=== Given information ===

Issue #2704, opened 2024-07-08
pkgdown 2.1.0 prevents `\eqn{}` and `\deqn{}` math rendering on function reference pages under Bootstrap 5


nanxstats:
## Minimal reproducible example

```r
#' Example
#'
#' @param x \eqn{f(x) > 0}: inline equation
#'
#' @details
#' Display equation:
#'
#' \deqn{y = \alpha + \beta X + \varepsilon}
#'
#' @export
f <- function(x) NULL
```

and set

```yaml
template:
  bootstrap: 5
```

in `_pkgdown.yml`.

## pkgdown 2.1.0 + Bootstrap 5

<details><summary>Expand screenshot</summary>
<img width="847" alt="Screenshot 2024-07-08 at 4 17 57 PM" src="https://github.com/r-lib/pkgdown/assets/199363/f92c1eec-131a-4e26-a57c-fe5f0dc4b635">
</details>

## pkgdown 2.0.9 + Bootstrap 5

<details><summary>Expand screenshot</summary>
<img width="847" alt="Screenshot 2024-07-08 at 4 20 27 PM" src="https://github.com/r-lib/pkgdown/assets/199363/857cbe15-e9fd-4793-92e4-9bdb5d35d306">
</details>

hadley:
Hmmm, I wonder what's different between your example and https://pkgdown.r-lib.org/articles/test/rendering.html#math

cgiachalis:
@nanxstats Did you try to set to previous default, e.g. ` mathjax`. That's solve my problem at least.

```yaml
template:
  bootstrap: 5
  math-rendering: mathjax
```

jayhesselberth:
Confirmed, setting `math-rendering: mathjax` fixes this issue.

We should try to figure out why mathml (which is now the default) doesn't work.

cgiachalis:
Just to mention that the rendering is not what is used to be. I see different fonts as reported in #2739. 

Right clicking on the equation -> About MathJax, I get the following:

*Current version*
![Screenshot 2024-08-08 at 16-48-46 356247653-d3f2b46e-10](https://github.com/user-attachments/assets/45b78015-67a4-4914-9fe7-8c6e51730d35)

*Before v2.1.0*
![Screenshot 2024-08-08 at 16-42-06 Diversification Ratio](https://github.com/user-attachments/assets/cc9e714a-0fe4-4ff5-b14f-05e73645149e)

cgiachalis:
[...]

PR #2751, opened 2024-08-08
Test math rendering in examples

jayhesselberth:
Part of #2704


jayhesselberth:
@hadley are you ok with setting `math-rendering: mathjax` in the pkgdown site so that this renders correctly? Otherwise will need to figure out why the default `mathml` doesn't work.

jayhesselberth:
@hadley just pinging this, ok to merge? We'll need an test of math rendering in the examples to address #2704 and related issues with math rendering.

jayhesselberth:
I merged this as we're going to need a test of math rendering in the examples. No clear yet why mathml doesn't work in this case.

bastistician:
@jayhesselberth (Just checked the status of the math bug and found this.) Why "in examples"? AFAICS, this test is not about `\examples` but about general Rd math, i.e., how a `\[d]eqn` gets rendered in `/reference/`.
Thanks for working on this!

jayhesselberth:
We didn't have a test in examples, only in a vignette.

===
=== Given information ===

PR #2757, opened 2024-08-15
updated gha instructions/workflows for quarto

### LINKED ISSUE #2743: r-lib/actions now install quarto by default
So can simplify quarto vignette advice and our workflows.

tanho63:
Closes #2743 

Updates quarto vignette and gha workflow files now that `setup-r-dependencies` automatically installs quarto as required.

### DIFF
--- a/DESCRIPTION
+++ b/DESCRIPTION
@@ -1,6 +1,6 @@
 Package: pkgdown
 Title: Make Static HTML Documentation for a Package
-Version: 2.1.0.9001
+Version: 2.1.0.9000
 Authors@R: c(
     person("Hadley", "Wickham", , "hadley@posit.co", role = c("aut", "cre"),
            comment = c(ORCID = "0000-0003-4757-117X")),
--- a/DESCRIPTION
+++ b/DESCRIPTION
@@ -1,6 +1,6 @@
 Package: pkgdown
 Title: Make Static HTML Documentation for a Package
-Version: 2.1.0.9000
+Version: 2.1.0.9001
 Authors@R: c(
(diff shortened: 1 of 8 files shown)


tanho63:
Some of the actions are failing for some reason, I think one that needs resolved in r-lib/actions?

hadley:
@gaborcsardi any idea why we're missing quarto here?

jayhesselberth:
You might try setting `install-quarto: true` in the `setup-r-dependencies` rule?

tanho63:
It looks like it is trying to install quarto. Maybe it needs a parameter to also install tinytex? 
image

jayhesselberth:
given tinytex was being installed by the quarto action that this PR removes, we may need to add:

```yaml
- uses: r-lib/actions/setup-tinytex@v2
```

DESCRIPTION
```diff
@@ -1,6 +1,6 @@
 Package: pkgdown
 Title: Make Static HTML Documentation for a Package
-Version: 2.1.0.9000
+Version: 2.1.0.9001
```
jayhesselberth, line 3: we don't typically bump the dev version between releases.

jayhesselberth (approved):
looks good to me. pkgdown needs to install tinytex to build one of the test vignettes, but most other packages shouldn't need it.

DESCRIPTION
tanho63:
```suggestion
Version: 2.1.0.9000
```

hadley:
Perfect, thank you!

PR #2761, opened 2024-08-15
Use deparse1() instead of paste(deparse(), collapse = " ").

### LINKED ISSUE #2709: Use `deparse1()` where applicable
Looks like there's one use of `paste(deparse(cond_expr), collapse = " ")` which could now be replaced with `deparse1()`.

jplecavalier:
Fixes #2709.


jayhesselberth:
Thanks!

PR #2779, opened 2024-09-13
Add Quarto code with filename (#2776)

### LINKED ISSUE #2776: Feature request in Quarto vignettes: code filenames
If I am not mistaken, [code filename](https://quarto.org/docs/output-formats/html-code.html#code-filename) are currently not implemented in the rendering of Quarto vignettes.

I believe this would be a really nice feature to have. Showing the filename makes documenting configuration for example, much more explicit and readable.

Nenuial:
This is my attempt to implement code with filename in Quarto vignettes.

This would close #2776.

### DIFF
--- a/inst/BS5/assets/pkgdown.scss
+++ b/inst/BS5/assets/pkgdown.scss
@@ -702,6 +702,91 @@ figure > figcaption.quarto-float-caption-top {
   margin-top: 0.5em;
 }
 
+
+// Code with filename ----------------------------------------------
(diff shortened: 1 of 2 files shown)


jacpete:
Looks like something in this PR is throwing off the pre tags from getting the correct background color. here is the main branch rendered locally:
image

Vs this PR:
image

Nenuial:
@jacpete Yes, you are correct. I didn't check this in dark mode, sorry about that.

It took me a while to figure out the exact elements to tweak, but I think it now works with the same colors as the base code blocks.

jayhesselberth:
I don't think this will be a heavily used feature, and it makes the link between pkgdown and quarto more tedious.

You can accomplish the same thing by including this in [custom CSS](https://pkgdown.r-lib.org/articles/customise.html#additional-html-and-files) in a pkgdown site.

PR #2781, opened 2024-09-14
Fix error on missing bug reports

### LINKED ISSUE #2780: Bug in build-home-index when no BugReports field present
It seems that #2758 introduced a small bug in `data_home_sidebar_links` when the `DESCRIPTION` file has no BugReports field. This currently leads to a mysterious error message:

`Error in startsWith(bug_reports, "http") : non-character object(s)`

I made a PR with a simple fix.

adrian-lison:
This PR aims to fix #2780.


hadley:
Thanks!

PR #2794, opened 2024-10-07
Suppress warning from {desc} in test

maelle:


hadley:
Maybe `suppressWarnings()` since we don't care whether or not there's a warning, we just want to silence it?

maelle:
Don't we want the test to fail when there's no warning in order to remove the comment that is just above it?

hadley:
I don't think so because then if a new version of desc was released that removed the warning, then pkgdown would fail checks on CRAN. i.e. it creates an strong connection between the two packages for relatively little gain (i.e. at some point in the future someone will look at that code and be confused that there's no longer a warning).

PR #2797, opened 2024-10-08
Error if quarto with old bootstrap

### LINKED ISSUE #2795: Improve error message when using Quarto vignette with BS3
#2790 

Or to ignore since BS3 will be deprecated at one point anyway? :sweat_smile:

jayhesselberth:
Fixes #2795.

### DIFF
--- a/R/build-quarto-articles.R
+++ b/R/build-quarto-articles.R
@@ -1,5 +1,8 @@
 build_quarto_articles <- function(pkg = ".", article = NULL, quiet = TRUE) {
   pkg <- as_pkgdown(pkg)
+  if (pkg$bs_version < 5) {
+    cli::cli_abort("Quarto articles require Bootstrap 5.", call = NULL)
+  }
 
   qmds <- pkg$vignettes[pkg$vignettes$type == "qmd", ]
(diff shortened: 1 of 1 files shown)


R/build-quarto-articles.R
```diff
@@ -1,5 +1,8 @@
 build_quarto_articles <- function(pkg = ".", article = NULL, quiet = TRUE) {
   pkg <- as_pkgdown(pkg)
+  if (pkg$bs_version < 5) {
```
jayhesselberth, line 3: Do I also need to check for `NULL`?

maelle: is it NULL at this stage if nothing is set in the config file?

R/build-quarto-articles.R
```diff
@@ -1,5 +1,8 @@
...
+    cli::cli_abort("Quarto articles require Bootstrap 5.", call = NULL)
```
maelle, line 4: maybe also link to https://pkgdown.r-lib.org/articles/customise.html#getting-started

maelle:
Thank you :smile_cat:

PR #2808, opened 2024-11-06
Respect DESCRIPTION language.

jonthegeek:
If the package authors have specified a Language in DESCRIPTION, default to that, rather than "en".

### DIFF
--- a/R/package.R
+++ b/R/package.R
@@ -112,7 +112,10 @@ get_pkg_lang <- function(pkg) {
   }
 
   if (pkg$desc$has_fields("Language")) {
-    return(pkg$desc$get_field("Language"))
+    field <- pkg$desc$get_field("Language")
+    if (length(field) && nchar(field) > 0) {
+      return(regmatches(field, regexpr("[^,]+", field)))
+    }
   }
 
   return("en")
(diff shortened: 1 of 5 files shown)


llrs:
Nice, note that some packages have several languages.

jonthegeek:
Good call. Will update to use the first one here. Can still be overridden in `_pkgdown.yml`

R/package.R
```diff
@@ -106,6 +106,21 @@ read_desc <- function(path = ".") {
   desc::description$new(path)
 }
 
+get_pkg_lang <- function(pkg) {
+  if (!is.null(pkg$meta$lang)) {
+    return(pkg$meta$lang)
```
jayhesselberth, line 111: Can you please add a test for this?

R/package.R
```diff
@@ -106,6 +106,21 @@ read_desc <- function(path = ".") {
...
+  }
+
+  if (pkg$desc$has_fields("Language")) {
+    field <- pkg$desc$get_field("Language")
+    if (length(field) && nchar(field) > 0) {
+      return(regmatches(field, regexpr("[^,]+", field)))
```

===

**What you need to do:**
The lines you need are those with the word "equation"; list them from the entries.

**Solution to this exercise:**
#' @param x \eqn{f(x) > 0}: inline equation
#' Display equation:
Right clicking on the equation -> About MathJax, I get the following:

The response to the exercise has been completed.